Taking conversational tools as an example, since 2021, MINISO has partnered with JD Cloud to implement JD's Yanxi series of customer service technology products across MINISO's store customer service teams, user operations teams, and IT service operation teams. In April 2022, the Yanxi product series was gradually launched, including online customer service robots, voice response robots, outbound call robots, intelligent quality inspection, and intelligent knowledge base systems, all of which have delivered remarkable results.

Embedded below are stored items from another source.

PR #8699, opened 2026-07-30
fix(metric-engine): prevent stale metadata cache fills

shuiyisong:

## Description

This pull request fixes a race between metric-engine logical-column cache fills and concurrent metadata mutations.

### Reproduction

The race requires:

- No completed cache entry, such as after startup, expiration, eviction, or invalidation.
- A logical-column lookup concurrent with create, alter, drop, or region synchronization.

The deterministic regression case uses this ordering:

1. Start a cache fill and let `load_all` capture the old metadata snapshot.
2. Pause before `Cache::try_get_with` publishes that snapshot.
3. Concurrently call `add_logical_regions`, which persists new column metadata and invalidates the cache.
4. Before this fix, invalidation completes while the cache is still empty.
5. Resume the fill. It publishes the old snapshot after invalidation, so subsequent lookups return stale metadata.

The stale entry can survive until the five-minute TTL, eviction, or another invalidation. If `MetricEngineInner::load_logical_columns` copies it into the engine state cache, the stale schema can persist longer, potentially rejecting writes to a newly added field or omitting that field from read metadata and default projections.

The same ordering can reintroduce outdated metadata after delete or metadata transformation.

### Before

Read path:

`load_logical_columns` → engine-state miss → `MetadataRegion::logical_columns` → `get_all_with_prefix` → `Cache::try_get_with` → `load_all` → Mito scan → publish cache entry

Write path:

`add_logical_regions` / `delete` / `transform_logical_region_metadata` → Mito write → cache invalidation

These paths had no ordering guarantee. A write and invalidation could complete between the cache scan and publication of its result.

### After

Cached logical-column reads hold a shared lock across cache lookup, cache fill, and prefix extraction. Metadata puts and deletes now share `write_metadata`, which holds the exclusive lock across the Mito write and subsequent invalidation.

This guarantees either:

- The write completes first, and the later cache fill reads the new metadata.
- The cache fill completes first, after which the writer persists its change and invalidates that entry.

A stale fill can therefore no longer be published after the corresponding invalidation.

### Performance impact

- Cache hits gain one uncontended asynchronous read-lock acquisition. Concurrent readers still proceed together.
- Cache misses hold the read lock during the Mito scan, so concurrent metadata mutations may wait for a slow fill.
- Metadata mutations are serialized within the `MetadataRegion` instance, including mutations for unrelated region IDs, and hold the lock across Mito I/O and cache invalidation.
- Calls satisfied by the higher-level engine state cache, normal data-region reads, and data ingestion that does not reload logical metadata are unchanged.
- No storage format, wire protocol, or public API changes are introduced.

The expected impact is concentrated in concurrent DDL, recovery, and region-synchronization workloads. If that contention becomes measurable, the lock can be sharded by metadata region ID.

## PR Checklist

### DIFF
--- a/src/metric-engine/src/metadata_region.rs
+++ b/src/metric-engine/src/metadata_region.rs
@@ -124,6 +124,9 @@ impl CacheAccessLockLease {
     fn lock(&self) -> &RwLock<()> {
         self.lock
             .as_deref()
+            // Safety: `lock` is initialized when the lease is created and is taken only
+            // by `Drop`. `read` and `write` borrow `self`, so `Drop` cannot run while
+            // this reference is in use.
             .expect("cache access lock lease must hold a lock")
     }
 }
--- a/src/metric-engine/src/metadata_region.rs
+++ b/src/metric-engine/src/metadata_region.rs
@@ -40,7 +40,7 @@ use store_api::metric_engine_consts::{
     METADATA_SCHEMA_VALUE_COLUMN_NAME,
 };
 use store_api::region_engine::RegionEngine;
-use store_api::region_request::{RegionDeleteRequest, RegionPutRequest};
+use store_api::region_request::{RegionDeleteRequest, RegionPutRequest, RegionRequest};
 use store_api::storage::{RegionId, ScanRequest};
 use tokio::sync::{OwnedRwLockReadGuard, OwnedRwLockWriteGuard, RwLock};
 
@@ -73,6 +73,10 @@ pub struct MetadataRegion {
     /// The cache should be invalidated when any new values are put into the metadata region or any
     /// values are deleted from the metadata region.
     cache: Cache<RegionId, RegionMetadataCacheEntry>,
+    /// Serializes cache fills with metadata writes and invalidation.
+    ///
+    /// ponytail: This is global; shard it by metadata region if DDL contention becomes measurable.
+    cache_access_lock: RwLock<()>,
     /// Logical lock for operations that need to be serialized. Like update & read region columns.
     ///
     /// Region entry will be registered on creating and opening logical region, and deregistered on
@@ -104,6 +108,7 @@ impl MetadataRegion {
         Self {
             mito,
             cache,
+            cache_access_lock: RwLock::new(()),
             logical_region_lock: RwLock::new(HashMap::new()),
         }
     }
@@ -395,6 +400,7 @@ impl MetadataRegion {
         metadata_region_id: RegionId,
         prefix: &str,
     ) -> Result<HashMap<String, String>> {
+        let _cache_guard = self.cache_access_lock.read().await;
         let region_metadata = self
             .cache
             .try_get_with(metadata_region_id, self.load_all(metadata_region_id))
@@ -430,14 +436,20 @@ impl MetadataRegion {
     /// doesn't check if those keys exist or not.
     async fn delete(&self, metadata_region_id: RegionId, keys: &[String]) -> Result<()> {
         let delete_request = Self::build_delete_request(keys);
+        self.write_metadata(metadata_region_id, RegionRequest::Delete(delete_request))
+            .await
+    }
+
+    async fn write_metadata(
+        &self,
+        metadata_region_id: RegionId,
+        request: RegionRequest,
+    ) -> Result<()> {
+        let _cache_guard = self.cache_access_lock.write().await;
         self.mito
-            .handle_request(
-                metadata_region_id,
-                store_api::region_request::RegionRequest::Delete(delete_request),
-            )
+            .handle_request(metadata_region_id, request)
             .await
             .context(MitoWriteOperationSnafu)?;
-        // Invalidates the region metadata cache if any values are deleted from the metadata region.
         self.cache.invalidate(&metadata_region_id).await;
 
         Ok(())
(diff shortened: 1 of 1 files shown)


WenyXu:
@codex review

src/metric-engine/src/metadata_region.rs
```diff
@@ -73,6 +73,10 @@ pub struct MetadataRegion {
     /// The cache should be invalidated when any new values are put into the metadata region or any
     /// values are deleted from the metadata region.
     cache: Cache<RegionId, RegionMetadataCacheEntry>,
+    /// Serializes cache fills with metadata writes and invalidation.
+    ///
+    /// ponytail: This is global; shard it by metadata region if DDL contention becomes measurable.
+    cache_access_lock: RwLock<()>,
```
WenyXu: **[P1] Shard cache synchronization by `metadata_region_id`**

`metadata_region_id` is both the cache key and the consistency domain, but this lock serializes cache fills and metadata mutations for every physical region in this `MetadataRegion` instance.

A slow cache fill for region A can block a create/alter/drop/sync for unrelated region B. Once that writer queues, Tokio's fair `RwLock` can also block subsequent readers for region C. This is particularly costly for state-cache misses, cache expiration/eviction, recovery, and concurrent DDL across the many small regions handled by Metric Engine.

Please use a separate keyed lock map, e.g. `RwLock<HashMap<RegionId, Arc<RwLock<()>>>>`, keyed by `metadata_region_id`. `get_all_with_prefix()` and the metadata-write path should acquire the read/write guard for that specific key.

`logical_region_lock` cannot be reused: one metadata cache entry contains the metadata of all logical regions in a physical metadata region.

src/metric-engine/src/metadata_region.rs
```diff
@@ -882,4 +879,67 @@ mod test {
         assert_eq!(logical_columns.len(), 2);
         assert_eq!(column_metadatas, logical_columns);
     }
+
+    #[tokio::test]
+    async fn metadata_write_waits_for_cache_fill() {
```
WenyXu: **[P2] Cover the intended cross-region isolation after sharding**

This test correctly verifies that a write for the *same* metadata region waits for an in-flight cache fill. Once the lock is keyed by `metadata_region_id`, please also add the inverse case: pause a cache fill for metadata region A, then verify a metadata mutation for region B completes before A is released.

That guards the reason for replacing the instance-wide lock and prevents a later refactor from accidentally restoring cross-region head-of-line blocking.

src/metric-engine/src/metadata_region.rs
```diff
@@ -73,6 +73,10 @@ pub struct MetadataRegion {
     /// The cache should be invalidated when any new values are put into the metadata region or any
     /// values are deleted from the metadata region.
     cache: Cache<RegionId, RegionMetadataCacheEntry>,
+    /// Serializes cache fills with metadata writes and invalidation.
+    ///
+    /// ponytail: This is global; shard it by metadata region if DDL contention becomes measurable.
```
WenyXu: **nit:** `ponytail:` is not an established comment marker in this crate. Since the lock should be sharded now, please remove this comment. If it remains for another reason, use the existing `TODO:` / `TODO(name):` convention instead.

src/metric-engine/src/metadata_region.rs
```diff
@@ -430,14 +436,20 @@ impl MetadataRegion {
     /// doesn't check if those keys exist or not.
     async fn delete(&self, metadata_region_id: RegionId, keys: &[String]) -> Result<()> {
         let delete_request = Self::build_delete_request(keys);
+        self.write_metadata(metadata_region_id, RegionRequest::Delete(delete_request))
+            .await
+    }
+
+    async fn write_metadata(
```
WenyXu, line 534: **nit:** Could we add a short doc comment here? This helper centralizes a correctness invariant, not only a write:

```rust
/// Writes metadata and invalidates the corresponding cache entry.
```

`write_metadata` itself is a reasonable name; I would not rename it to `write_and_invalidate`.

WenyXu (commented):
The cache-fill/write ordering fix is correct. I found one required scalability issue: its synchronization must be scoped to the metadata cache key (`metadata_region_id`), rather than the entire `MetadataRegion` instance.

src/metric-engine/src/metadata_region.rs
shuiyisong: Fixed in `ad37720e44`. `cache_access_locks` is now keyed by `metadata_region_id`, and both `get_all_with_prefix` and `write_metadata` acquire the read/write guard for that key. Unrelated metadata regions no longer share the long-lived cache-fill/write lock.

src/metric-engine/src/metadata_region.rs
shuiyisong: Added `metadata_writes_are_synchronized_per_region` in `ad37720e44`. The test pauses a cache fill for region A, verifies a same-region write waits, and then verifies a write for region B completes before A is released. The full metric-engine suite passes (95 tests).

src/metric-engine/src/metadata_region.rs
shuiyisong: Removed the `ponytail:` marker in `ad37720e44`. The field comment now only documents that synchronization is scoped per metadata region.

src/metric-engine/src/metadata_region.rs
shuiyisong: Added the suggested doc comment in `ad37720e44`: `write_metadata` now explicitly documents that it writes metadata and invalidates the corresponding cache entry. The helper name remains unchanged.

WenyXu (commented):
One small documentation nit on the new lock-lease invariant.

src/metric-engine/src/metadata_region.rs
```diff
@@ -86,6 +95,63 @@ struct RegionMetadataCacheEntry {
...
+impl CacheAccessLockLease {
+    async fn read(&self) -> RwLockReadGuard<'_, ()> {
+        self.lock().read().await
+    }
+
+    async fn write(&self) -> RwLockWriteGuard<'_, ()> {
+        self.lock().write().await
+    }
+
+    fn lock(&self) -> &RwLock<()> {
```
WenyXu, line 124: **nit:** Please add a `Safety:` comment immediately above this `expect`, consistent with the repository convention:

```rust
// Safety: `lock` is initialized when the lease is created and is taken only
// by `Drop`. `read` and `write` borrow `self`, so `Drop` cannot run while
// this reference is in use.
```

WenyXu (approved):
Rest LGTM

Feedback data shows that the Yanxi product series currently handles nearly 10,000 daily consultation services. The online customer service robot achieves an accuracy rate of over 97% with an independent reception rate exceeding 70%, reducing service costs by 40%. The voice response robot maintains an accuracy rate of over 93%, independently handling 46.1% of customer inquiries. Intelligent quality inspection has completed hundreds of thousands of checks, identifying and addressing nearly 3,000 service risk issues while improving user satisfaction by 20%. The intelligent knowledge base covers approximately 8,800 core SKUs under the MINISO brand and about 4,600 SKUs under the TOP TOY brand.

The implementation of large models has reached a stage of moving from single-point applications to widespread adoption. In the industry, there are many companies like MINISO where conversational robot scenarios can bring greater value. The launch of JD's Yanxi AI development computing platform provides comprehensive empowerment for industrial companies across the entire chain from underlying computing power and data management to no-code applications, offering a more accessible, lower-cost, and shorter-training-cycle solution for large model industrialization. It can be foreseen that similar cases to MINISO will become increasingly common.

Additionally, JD Cloud emphasizes that compared to other competitors, the Yanxi AI computing platform further lowers the development threshold for application developers through its low-code approach. It features fully autonomous high-performance storage and a complete technical system with high compatibility and efficiency.

With the popularization of new digital infrastructure, the implementation of large models across various industries will accelerate, expanding the possibilities for balancing cost efficiency and innovation.